LLM Knowledge is Brittle: Truthfulness Representations Rely on Superficial Resemblance
Patrick Haller, Mark Ibrahim, Polina Kirichenko, Levent Sagun, Samuel J. Bell
TL;DR
This work interrogates whether LLM brittleness stems from fragile knowledge representations or merely surface-form sensitivity. It jointly evaluates three truthfulness probes, four model families, and four datasets under a suite of semantically-preserving, out-of-distribution perturbations, quantifying robustness via the relationship between probe performance and OOD-ness measured by perplexity $\mathrm{PPL}$. Across transformations, models, and domains, truth-separability degrades as inputs drift away from pre-training distributions, with negative slopes $\beta$ in the accuracy-versus-perplexity relation signaling brittle representations. The findings challenge the notion that benchmark performance reflects robust, generalizable knowledge and call for new methods to strengthen the internal representations governing truth judgments. Overall, the work highlights a fundamental limitation in current LLM knowledge encoding and provides a framework for evaluating and improving the robustness of factual representations in neural language models.
Abstract
For Large Language Models (LLMs) to be reliable, they must learn robust knowledge that can be generally applied in diverse settings -- often unlike those seen during training. Yet, extensive research has shown that LLM performance can be brittle, with models exhibiting excessive sensitivity to trivial input variations.

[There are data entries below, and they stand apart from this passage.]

PR #584, opened 2022-12-01
Add support for navigational page block

### LINKED ISSUE #449: Add support for navigational page block [PlanID:2023.3/11/2.7]
Introduce new page block type for showing one or two level of dynamic and static navigation 

Inspired by bootstrap's [nav component](https://bootstrap-vue.org/docs/components/nav).

**List configuration**
 - [x] Add tab right of **general** - "Navigation"
 - [x] options for align, vertical, fill, pills, small, tabs
 - [x] Default properties for all items
   - [x] disabled
   - [x] text variant or colour
   - [x] background variant or colour
 - [x] List items can be sorted (drag & drop)

**Supported navigation item types**
 - [x] **Text**
 - [x] **Delimiter** (only inside dropdown)
 - [x] **URL**
   - [x] new window/tab
 - [x] Compose **page** in the same namespace
   - [x] new window/tab
   - [x] use `to` prop on `<b-nav-item>` to to ensure internal router is used
   - [x] select a page to be used, keep reference (ID)
   - [x] option to show list of child pages in-place (1 level only)
   - [x] option to show referenced page as dropdown with subpages 
 - [x] **Dropdown**
   - [x] Only **text** and **URL**
   - [x] If used in combination with compose page, ensure there is no 2nd level
   - [x] Support drop(left|right|up) prop
 
**Item types properties**
Each item can override the default (see above) item properties

 - [x] Ability to remove explicit property value (and use the default)

kelanik8:
# The following changes are implemented #449
Introduced new page block type for showing one or two level of dynamic and static navigation
Inspired by bootstrap's [nav component](https://bootstrap-vue.org/docs/components/nav).

image
image
image

 - [ ] Code builds
 - [ ] All existing tests pass


client/web/compose/src/components/PageBlocks/base.vue
```diff
@@ -69,9 +69,8 @@ export default {
       get () {
         return this.block.options
       },
-
-      set (options) {
-        this.block.options = options
+      set (value) {
```
Fajfa: Please revert this, it was fine as it was

client/web/compose/src/components/PageBlocks/Navigation/Base.vue
```diff
@@ -0,0 +1,136 @@
...
+      <b-nav
+        :tabs="options.display.appearance === 'tabs'"
+        :pills="options.display.appearance === 'pills'"
+        :small="options.display.appearance === 'small'"
+        :fill="options.display.fillJustify === 'fill'"
+        :justify="options.display.fillJustify === 'justify'"
+        :align="options.display.alignment"
+        class="border-0 h-100"
+      >
+        <b-nav-item
```
Fajfa: Why not v-for in a template and then display the correct item?

client/web/compose/src/components/PageBlocks/Navigation/Base.vue
```diff
@@ -0,0 +1,136 @@
...
+          :to="processLink(list)"
+          :href="processHrefLink(list)"
+          :disabled="list.options.disabled"
+          :variant="list.options.bgVariant"
+          :style="{ order: index, color: list.options.textColor }"
+          class="nav-list-item"
+          :link-attrs="{ style: `color: ${list.options.textColor}` }"
+          :target="list.options.targetType"
+        >
+          <template v-if="list.navigationType === 'text-type'">
```
Fajfa: Since all three ifs content is the same, do we really need the ifs?

client/web/compose/src/components/PageBlocks/Navigation/NavTypes/Url.vue
```diff
@@ -0,0 +1,75 @@
...
+      type: Object,
+      required: true,
+    },
+  },
+
+  data () {
+    return {
+      openInType: [
+        { value: '_self', text: this.$t('navigation.sameTab') },
+        { value: '_blank', text: this.$t('navigation.newTab') },
```
Fajfa: Since the two values are the same, if I save new window it thinks I saved newTab. So you'll need something like Atanas did in record-list for the `recordDisplayOption`

client/web/compose/src/components/PageBlocks/Navigation/NavTypes/Url.vue
```diff
@@ -0,0 +1,75 @@
...
+  },
+
+  watch: {
+    column: {
+      immediate: true,
+      handler (column) {
+        this.value = column
+      },
+    },
+    value (value) {
```
Fajfa: Why this watcher? You should add the event to the inputs

client/web/compose/src/components/PageBlocks/Navigation/NavTypes/Url.vue
```diff
@@ -0,0 +1,75 @@
...
+          v-model="value.options.itemOption.url"
+          type="text"
+          size="sm"
+        />
+      </b-form-group>
+    </td>
+    <td>
+      <b-form-group :label="$t('navigation.openIn')">
+        <b-form-select
+          v-model="value.options.itemOption.targetType"
```
Fajfa: i think we can call the itemOption just item. And then hold all options inside it, same for dropdown

client/web/compose/src/components/PageBlocks/Navigation/NavTypes/Dropdown.vue
```diff
@@ -0,0 +1,138 @@
+<template>
+  <tr>
+    <td />
+
+    <td colspan="4" class="p-0">
+      <div class="d-flex">
+        <th>
+          <b-form-group :label="$t('navigation.fieldLabel')">
+            <b-form-input
+              v-model="value.options.dropdownText"
```
Fajfa: if you move this to options.item.label its much more consistent

client/web/compose/src/components/PageBlocks/Navigation/NavTypes/Compose.vue
```diff
@@ -0,0 +1,141 @@
...
+          v-model="value.options.itemOption.label"
+          type="text"
+          size="sm"
+        />
+      </b-form-group>
+    </td>
+    <td>
+      <b-form-group :label="$t('navigation.composePage')">
+        <b-form-select
+          v-model="value.options.itemOption.referenceId"
```
Fajfa: wouldn't this be the pageID?
Also it would probably make sense to replace the b-form-select with vue select.
You can look at namespace sidebar for a good example

client/web/compose/src/components/PageBlocks/Navigation/NavTypes/Compose.vue
```diff
@@ -0,0 +1,141 @@
...
+        { value: '_self', text: this.$t('navigation.sameTab') },
+        { value: '_blank', text: this.$t('navigation.newTab') },
+        { value: '_blank', text: this.$t('navigation.newWindow') },
+      ],
+    }
+  },
+
+  computed: {
+    composePageList () {
+      return this.tree.map(t => ({
```
Fajfa: If you replace select with vue-select you wont need this aswell

client/web/compose/src/components/PageBlocks/Navigation/NavTypes/Compose.vue
```diff
@@ -0,0 +1,141 @@
...
+      required: true,
+    },
+  },
+
+  data () {
+    return {
+      tree: [],
+      openInType: [
+        { value: '_self', text: this.$t('navigation.sameTab') },
+        { value: '_blank', text: this.$t('navigation.newTab') },
```
Fajfa: Since the two values are the same, if I save new window it thinks I saved newTab. So you'll need something like Atanas did in record-list for the `recordDisplayOption`

client/web/compose/src/components/PageBlocks/Navigation/NavTypes/Compose.vue
```diff
@@ -0,0 +1,141 @@
+<template>
```
Fajfa: This type should probably be ComposePage no? Since Compose is the whole app

client/web/compose/src/components/PageBlocks/Navigation/NavTypes/Compose.vue
```diff
@@ -0,0 +1,141 @@
...
+              {{ $t('navigation.none') }}
+            </b-form-select-option>
+          </template>
+        </b-form-select>
+      </b-form-group>
+    </td>
+    <td>
+      <b-form-group :label="$t('navigation.openIn')">
+        <b-form-select
+          v-model="value.options.itemOption.targetType"
```
Fajfa: maybe just target instead of targetType

client/web/compose/src/components/PageBlocks/Navigation/NavTypes/Compose.vue
```diff
@@ -0,0 +1,141 @@
...
+          :options="openInType"
```
Fajfa: targetTypes?

client/web/compose/src/components/PageBlocks/Navigation/Configurator.vue
```diff
@@ -0,0 +1,300 @@
...
+      fillJustifyOptions: [
+        { value: 'fill', text: this.$t('navigation.fill') },
+        { value: 'justify', text: this.$t('navigation.justify') },
+      ],
+
+      bgVariants: [
+        { value: 'primary', text: this.$t('navigation.primary') },
+        { value: 'secondary', text: this.$t('navigation.secondary') },
+        { value: 'success', text: this.$t('navigation.success') },
+        { value: 'warning', text: 'Warning' },
```
Fajfa: Lets translate this aswell

client/web/compose/src/components/PageBlocks/Navigation/Configurator.vue
```diff
@@ -0,0 +1,300 @@
...
+export default {
+  i18nOptions: {
+    namespaces: 'block',
+  },
+
+  components: { Draggable, TextType, UrlType, ComposeType, DropdownType },
+
+  extends: base,
+
+  inheritAttrs: false,
```
Fajfa: What dis?

client/web/compose/src/components/PageBlocks/Navigation/Configurator.vue
```diff
@@ -0,0 +1,300 @@
...
+import UrlType from './NavTypes/Url.vue'
+import ComposeType from './NavTypes/Compose.vue'
+import DropdownType from './NavTypes/Dropdown.vue'
+
+export default {
+  i18nOptions: {
+    namespaces: 'block',
+  },
+
+  components: { Draggable, TextType, UrlType, ComposeType, DropdownType },
```
Fajfa: Expand this like all other components do

client/web/compose/src/components/PageBlocks/Navigation/Configurator.vue
```diff
@@ -0,0 +1,300 @@
...
+                          type="color"
+                          debounce="300"
+                          class="w-100"
+                        />
+                      </b-form-group>
+                    </td>
+                    <td>
+                      <b-form-group>
+                        <b-form-select
+                          v-model="column.options.bgVariant"
```
Fajfa: If you look at metric we have text color and background color, might make sense to do that here aswell to just keep it consistent. Sorry for late change

client/web/compose/src/components/PageBlocks/Navigation/Configurator.vue
```diff
@@ -0,0 +1,300 @@
...
+          >
+            <div
+              v-for="(column, index) in block.options.lists"
+              :key="`column-${index}`"
+            >
+              <hr v-if="index" />
+
+              <table
+                class="
+                  table table-sm table-borderless table-responsive-lg
```
Fajfa: if you use b-table-simple i think you can replace some of those classes with props, do check it out

client/web/compose/src/components/PageBlocks/Navigation/Configurator.vue
```diff
@@ -0,0 +1,300 @@
...
+
+        <div class="mt-3">
+          <draggable
+            v-model="block.options.lists"
+            group="sort"
+            handle=".grab"
+          >
+            <div
+              v-for="(column, index) in block.options.lists"
+              :key="`column-${index}`"
```
Fajfa: Just index is ok here i think

client/web/compose/src/components/PageBlocks/Navigation/Base.vue
```diff
@@ -0,0 +1,136 @@
...
+    processHrefLink (list) {
+      if (list.navigationType === 'url') {
+        return list.options.itemOption.url
+      }
+
+      return ''
+    },
+
+    getSubPages (selfID) {
+      return [...this.$store.getters['page/set']].filter(value => value.selfID === selfID)
```
Fajfa: Lets use the mapGetters

client/web/compose/src/components/PageBlocks/Navigation/Configurator.vue
```diff
@@ -0,0 +1,300 @@
...
+                    <td class="align-middle">
+                      <font-awesome-icon
+                        :icon="['fas', 'bars']"
+                        class="grab text-grey"
+                      />
+                    </td>
+                    <td>
+                      <b-form-group>
+                        <b-form-select
+                          v-model="column.navigationType"
```
Fajfa: Maybe just type

client/web/compose/src/components/PageBlocks/Navigation/Base.vue
```diff
@@ -0,0 +1,136 @@
...
+          </template>
+        </b-nav-item>
+
+        <b-nav-item-dropdown
+          v-for="(list, index) in options.lists"
+          v-show="list.navigationType === 'dropdown-type'"
+          :key="`lists-dropdown-${index}`"
+          :text="list.options.dropdownText"
+          :variant="list.options.bgVariant"
+          :right="list.options.dropdownAlignType === 'right'"
```
Fajfa: dropdown.align i think

client/web/compose/src/components/PageBlocks/Navigation/Base.vue
```diff
@@ -0,0 +1,136 @@
...
+          <template v-if="(list.navigationType === 'compose-type' && !list.options.itemOption.displaySubPages)">
+            <span>
+              {{ list.options.itemOption.label }}
+            </span>
+          </template>
+        </b-nav-item>
+
+        <b-nav-item-dropdown
+          v-for="(list, index) in options.lists"
+          v-show="list.navigationType === 'dropdown-type'"
```
Fajfa: dont suffix with -type, just 'dropdown', 'compose', 'url'

client/web/compose/src/components/PageBlocks/Navigation/Base.vue
```diff
@@ -0,0 +1,136 @@
+<template>
+  <wrap
+    v-bind="$props"
+    v-on="$listeners"
+  >
+    <div class="h-100 w-100 navigation-page-block-item">
```
Fajfa: replace navigation-page-block-item with actual bootstrap classes. Remember we want to avoid new classes as much as possible

client/web/compose/src/components/PageBlocks/Navigation/Base.vue
```diff
@@ -0,0 +1,136 @@
...
+        <b-nav-item
+          v-for="(list, index) in options.lists"
+          v-show="list.options.itemOption.label"
+          :key="`lists-${index}`"
+          :to="processLink(list)"
+          :href="processHrefLink(list)"
+          :disabled="list.options.disabled"
+          :variant="list.options.bgVariant"
+          :style="{ order: index, color: list.options.textColor }"
+          class="nav-list-item"
```
Fajfa: If you really need this custom class then try to write is as bootstrap class not by introducing a new one

client/web/compose/src/components/PageBlocks/Navigation/Base.vue
```diff
@@ -0,0 +1,136 @@
...
+      if (list.navigationType === 'compose') {
+        return list.options.itemOption.referenceId
+      }
+
+      return ''
+    },
+
+    processHrefLink (list) {
+      if (list.navigationType === 'url') {
+        return list.options.itemOption.url
```
Fajfa: wouldn't the item.url be undefined anyway so you can just do return item.url.
You can add || '' if you need it to be a string

client/web/compose/src/components/PageBlocks/Navigation/Configurator.vue
```diff
@@ -0,0 +1,300 @@
...
+  <div>
+    <b-tab :title="$t('navigation.label')">
+      <div class="mb-3">
+        <h5 class="text-primary">
+          {{ $t("navigation.displayOptions") }}
+        </h5>
+
+        <b-row class="justify-content-between">
+          <b-col
+            cols="6"
```
Fajfa: a bit more responsive please, cols=12 is always a safe bet, then md the final layout. You can start from there

client/web/compose/src/components/PageBlocks/Navigation/Configurator.vue
```diff
@@ -0,0 +1,300 @@
...
+            <b-form-group
+              horizontal
+              :label="$t('navigation.fillJustify')"
+            >
+              <b-form-radio-group
+                v-model="options.display.fillJustify"
+                buttons
+                button-variant="outline-secondary"
+                size="sm"
+                name="fill-justify"
```
Fajfa: Do we need name? Same for other `name=` in this PR

client/web/compose/src/components/PageBlocks/Navigation/Configurator.vue
```diff
@@ -0,0 +1,300 @@
...
+      <div class="mb-3 mt-2">
+        <div class="d-flex align-items-center mb-4">
+          <h5 class="text-primary mb-0">
+            {{ $t("navigation.listItems") }}
+          </h5>
+
+          <b-button
+            variant="link"
+            class="d-flex align-items-center text-decoration-none"
+            @click="handleAddButton"
```
Fajfa: More appropriate name please, like add navigation item

Fajfa (changes requested):
There is other changes necessary but lets start with these

client/web/compose/src/components/PageBlocks/Navigation/Base.vue
kelanik8: I'm using a v-for here

client/web/compose/src/components/PageBlocks/Navigation/NavTypes/Url.vue
kelanik8: the value for new window and new tab is the same for the `target` value, I don't seem to know why. Atanas implementation does not have a new window

client/web/compose/src/components/PageBlocks/Navigation/NavTypes/Compose.vue
kelanik8: the value for new window and new tab is the same for the target value, I don't seem to know why. Atanas implementation does not have a new window

client/web/compose/src/components/PageBlocks/Navigation/Base.vue
kelanik8: the reason I made use of the class is because I could not easily edit the styling on the nav list item to take the full height of the block, and I did not want to make the stlyes get affected by something else i the app, `scoped` is not helping because its a component
image

client/web/compose/src/components/PageBlocks/Navigation/NavTypes/Url.vue
Fajfa: True, but that doesnt change the fact that your values shouldn't be _self and _blank, but sameTab, newTab, newWindow

client/web/compose/src/components/PageBlocks/Navigation/Base.vue
Fajfa: Not sure what you mean, you can control the class where you call the b-nav-item with the class property

client/web/compose/src/components/PageBlocks/Navigation/Base.vue
kelanik8: I tried v-for in a template but there is an error returned by vue, I was trying to implement something like the field editor but still coudlnt work

client/web/compose/src/components/PageBlocks/Navigation/NavTypes/Url.vue
kelanik8: I made use this update the value to the parent, instead of adding change methods to the input

client/web/compose/src/components/PageBlocks/Navigation/Base.vue
kelanik8: I have moved the class to the `b-nav` component

client/web/compose/src/components/PageBlocks/Navigation/Base.vue
```diff
@@ -0,0 +1,125 @@
...
+
+  computed: {
+    ...mapGetters({
+      pages: 'page/set',
+    }),
+  },
+
+  methods: {
+    displayNavItemDrop (list) {
+      if (list.options.item.label && (!list.options.item.displaySubPages && list.type !== 'dropdown')) {
```
Fajfa: If you think about it you can improve the conditions here a bit. since two of the conditions share a variable.
list type !== 'dropdown' and list.type === 'dropdown', also the displaySubPages is used in two conditions, so else-if might come in handy. The same for template ifs (line 32-66)

client/web/compose/src/components/PageBlocks/Navigation/Base.vue
```diff
@@ -0,0 +1,125 @@
...
+      }
+
+      if (list.type === 'dropdown') {
+        return 'b-nav-item-dropdown'
+      }
+
+      if (list.type === 'compose' && list.options.item.displaySubPages) {
+        return 'b-nav-item-dropdown'
+      }
+    },
```
Fajfa: Lets respect new lines between methods

client/web/compose/src/components/PageBlocks/Navigation/NavTypes/Url.vue
Fajfa: If you abandon the value, and just use column and don't model but emit update instead then it should work the same with less code, same for other types

client/web/compose/src/components/PageBlocks/Navigation/Base.vue
```diff
@@ -0,0 +1,125 @@
...
+          :style="{ order: index, color: list.options.textColor }"
+          :link-attrs="{ style: `color: ${list.options.textColor}` }"
+          :target="selectTargetOption(list.options.item.target)"
+          :text="list.options.item.label"
+          :right="list.options.align === 'right'"
+          :left="list.options.align === 'left'"
+          class="nav-item-dropdown"
+        >
+          <template v-if="!list.options.item.displaySubPages && list.type !== 'dropdown'">
+            <span>
```
Fajfa: I dont think span is needed here

client/web/compose/src/components/PageBlocks/Navigation/Configurator.vue
```diff
@@ -0,0 +1,291 @@
...
+                      <font-awesome-icon
+                        :icon="['fas', 'bars']"
+                        class="grab text-grey"
+                      />
+                    </td>
+                    <td class="align-middle">
+                      <b-form-select
+                        v-model="column.type"
+                        :options="navigationItemTypes"
+                        size="sm"
```
Fajfa: To make it look consistent (vue-select problems), just change all inputs and buttons sizes to 'md'. Remember bootstrap things default to md, others might not. Same for the NavTypes

client/web/compose/src/components/PageBlocks/Navigation/Configurator.vue
```diff
@@ -0,0 +1,291 @@
...
+                    </td>
+                  </tr>
+
+                  <component
+                    :is="column.type"
+                    :column="column"
+                    :namespace="namespace"
+                    @update="(value) => column = value"
+                  />
+                  <Text />
```
Fajfa: Do we need this text?

client/web/compose/src/components/PageBlocks/Navigation/Configurator.vue
```diff
@@ -0,0 +1,291 @@
...
+      </div>
+    </b-tab>
+  </div>
+</template>
+
+<script>
+import base from '../base'
+import Draggable from 'vuedraggable'
+import { compose } from '@cortezaproject/corteza-js'
+import TextSection from './NavTypes/Text.vue'
```
Fajfa: Name consistency with other types, call it Text

client/web/compose/src/components/PageBlocks/Navigation/Configurator.vue
```diff
@@ -0,0 +1,291 @@
...
+                  <tr>
+                    <td class="align-middle">
+                      <font-awesome-icon
+                        :icon="['fas', 'bars']"
+                        class="grab text-grey"
+                      />
+                    </td>
+                    <td class="align-middle">
+                      <b-form-select
+                        v-model="column.type"
```
Fajfa: there should be no None value, only valid values, the Compose Page should be selected as default (in the type definition)

client/web/compose/src/components/PageBlocks/Navigation/Base.vue
```diff
@@ -0,0 +1,125 @@
...
+              v-for="(dropdown, dIndex) in list.options.item.dropdown"
+              :key="`dropdown-${dIndex}`"
+              :to="dropdown.url"
+              :disabled="list.options.disabled"
+              :style="{ order: dIndex * 2 }"
+            >
+              {{ dropdown.label }}
+            </b-dropdown-item>
+
+            <b-dropdown-divider
```
Fajfa: how about a template v-for with a b-dropdown-item and b-dropdown-divider inside, again same as above, one v-for instead of two

lib/js/src/compose/types/page-block/navigation/list.ts
```diff
@@ -0,0 +1,65 @@
...
+}
+
+type ItemOptions = {
+    label: string;
+    url: string;
+    target: string;
+    delimiter: boolean;
+    pageID: string;
+    displaySubPages: boolean;
+    dropdown: Dropdown[];
```
Fajfa: wouldnt it make sense to have a `dropdown: { label, items }` kind of structure

client/web/compose/src/components/PageBlocks/Navigation/Configurator.vue
```diff
@@ -0,0 +1,291 @@
...
+              />
+            </b-form-group>
+          </b-col>
+        </b-row>
+      </div>
+
+      <div class="mb-3 mt-2">
+        <div class="d-flex align-items-center mb-4">
+          <h5 class="text-primary mb-0">
+            {{ $t("navigation.listItems") }}
```
Fajfa: in my opinion these aren't really "List items", they are more like navigation items, that would be the same for the class and properties in corteza-js. You could just call it Items, and since they are in navigation it makes sense they are navigation items

client/web/compose/src/components/PageBlocks/Navigation/Configurator.vue
```diff
@@ -0,0 +1,291 @@
...
+        </div>
+
+        <div class="mt-3">
+          <draggable
+            v-model="block.options.lists"
+            group="sort"
+            handle=".grab"
+          >
+            <div
+              v-for="(column, index) in block.options.lists"
```
Fajfa: Same here, is this a column? Or is this an item?

client/web/compose/src/components/PageBlocks/Navigation/NavTypes/ComposePage.vue
```diff
@@ -0,0 +1,130 @@
...
+    <td
+      v-if="selectedPageChildren(value.options.item.pageID)"
+      cols="12"
+      sm="6"
+      class="align-middle text-center"
+    >
+      <b-form-group class="m-0">
+        <b-form-checkbox
+          v-model="value.options.item.displaySubPages"
+          name="enabled-button"
```
Fajfa: No need for names (remove from others aswell), also do we really need text-left class (we don't just remove text-center)?

client/web/compose/src/components/PageBlocks/Navigation/NavTypes/ComposePage.vue
```diff
@@ -0,0 +1,130 @@
...
+          switch
+          class="text-left"
+        >
+          {{ $t('navigation.showReferencedPage') }}
```
Fajfa: Text should just read, "Display sub-pages"

client/web/compose/src/components/PageBlocks/Navigation/NavTypes/ComposePage.vue
```diff
@@ -0,0 +1,130 @@
...
+    </td>
+    <td>
+      <b-form-group :label="$t('navigation.composePage')">
+        <vue-select
+          key="pageID"
+          v-model="value.options.item.pageID"
+          :placeholder="$t('navigation.none')"
+          :options="tree"
+          class="bg-white"
+          label="title"
```
Fajfa: append-to-body prop will be needed!

client/web/compose/src/components/PageBlocks/Navigation/NavTypes/ComposePage.vue
```diff
@@ -0,0 +1,130 @@
...
+      </b-form-group>
+    </td>
+    <td>
+      <b-form-group :label="$t('navigation.composePage')">
+        <vue-select
+          key="pageID"
+          v-model="value.options.item.pageID"
+          :placeholder="$t('navigation.none')"
+          :options="tree"
+          class="bg-white"
```
Fajfa: class is last prop before events!

client/web/compose/src/components/PageBlocks/Navigation/NavTypes/ComposePage.vue
```diff
@@ -0,0 +1,130 @@
...
+          option-text="title"
+          @input="updateLabelValue"
+        />
+      </b-form-group>
+    </td>
+    <td>
+      <b-form-group :label="$t('navigation.openIn')">
+        <b-form-select
+          v-model="value.options.item.target"
+          :options="openInType"
```
Fajfa: openInType makes me think this holds the value of what is selected. 
Try to keep naming convention of appending options to the end of the variable of the options

Fajfa (changes requested):

client/web/compose/src/components/PageBlocks/Navigation/Base.vue
```diff
@@ -0,0 +1,125 @@
...
+  },
+}
+</script>
+
+<style>
+.nav-item-dropdown .dropdown-menu.show {
+  display: grid;
+}
+
+.navigation-page-block-item .nav-item {
```
Fajfa: Same as the above class, you can have it on the component like you do now. So you just need one class

client/web/compose/src/components/PageBlocks/Navigation/Configurator.vue
kelanik8: because there seem to be an existing html tag named `<text>` vue throws an error in the console because the component and the html tag has the same name and it won't render

Fajfa: You can still import it as text and just define it with text-section for example

client/web/compose/src/components/PageBlocks/Navigation/Configurator.vue
kelanik8: I've already remove the none value below, I dont' seem to why it;s not saying `outdated`

client/web/compose/src/components/PageBlocks/Navigation/Configurator.vue
```diff
@@ -0,0 +1,286 @@
...
+          >
+            <div
+              v-for="(column, index) in block.options.navigationItems"
+              :key="index"
+            >
+              <hr v-if="index">
+
+              <b-table-simple
+                borderless
+                class="nav-display-options-items"
```
Fajfa: Do we still need this?

client/web/compose/src/components/PageBlocks/Navigation/Configurator.vue
Fajfa: I see you changed them, but like I said above, bootstrap inputs default to md!
Also the radio group should stay sm

client/web/compose/src/components/PageBlocks/Navigation/Configurator.vue
Fajfa: There is still names on inputs

client/web/compose/src/components/PageBlocks/Navigation/Configurator.vue
```diff
@@ -0,0 +1,274 @@
...
+                        type="color"
+                        debounce="300"
+                        class="w-100"
+                      />
+                    </td>
+                    <td class="align-middle text-center">
+                      <b-form-checkbox
+                        v-model="item.options.enabled"
+                        switch
+                        size="sm"
```
Fajfa: remove this (size should be md, but that is default so you can just remove it)

client/web/compose/src/components/PageBlocks/Navigation/Configurator.vue
```diff
@@ -0,0 +1,274 @@
...
+                        class="mb-0"
+                      />
+                    </td>
+                    <td class="align-middle">
+                      <c-input-confirm
+                        size="lg"
```
Fajfa: `size="md"` here, also add `button-class=px-2`

client/web/compose/src/components/PageBlocks/Navigation/Base.vue
```diff
@@ -0,0 +1,158 @@
...
+
+    displayDropdownText (navItem) {
+      if (navItem.type === 'dropdown') {
+        return navItem.options.item.dropdown.label
+      }
+
+      return navItem.options.item.label
+    },
+
+    toggleToLink (navItem) {
```
Fajfa: all good, but can you not call it toggle, since that implies you're toggling the value.. 
It should be more like, getToLink, getHrefLink

client/web/compose/src/components/PageBlocks/Navigation/NavTypes/Dropdown.vue
```diff
@@ -0,0 +1,156 @@
...
+                  v-model="item.delimiter"
+                  switch
+                  size="sm"
+                />
+              </b-form-group>
+            </th>
+
+            <th class="align-middle text-center">
+              <c-input-confirm
+                button-class="px-0"
```
Fajfa: remove this please

client/web/compose/src/components/PageBlocks/Navigation/Configurator.vue
```diff
@@ -0,0 +1,274 @@
...
+        }),
+      )
+    },
+  },
+}
+</script>
+
+<style lang="scss" scoped>
+th {
+  width: 25%;
```
Fajfa: I dont think this is needed

Fajfa (changes requested):

Fajfa (approved):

In this work, we explore whether this brittleness is a direct result of unstable internal knowledge representations. To explore this question, we build on previous work showing that LLM representations encode statement truthfulness -- i.e., true, factual statements can be easily separated from false, inaccurate ones. Specifically, we test the robustness of learned knowledge by evaluating representation separability on samples that have undergone superficial transformations to drive them out-of-distribution (OOD), such as typos or reformulations. By applying semantically-preserving perturbations, we study how separability degrades as statements become more OOD, across four LLM families, five evaluation datasets, and three knowledge probing methods. Our results reveal that internal representations of statement truthfulness collapse as the samples' presentations become less similar to those seen during pre-training. While LLMs can often distinguish between true and false statements when they closely resemble the pre-training data, this ability is highly dependent on the statement's exact surface form. These findings offer a possible explanation for brittle benchmark performance: LLMs may learn shallow, non-robust knowledge representations that allow for only limited generalizability. Our work presents a fundamental challenge for the utility of truthfulness probes, and more broadly, calls for further research on improving the robustness of learned knowledge representations.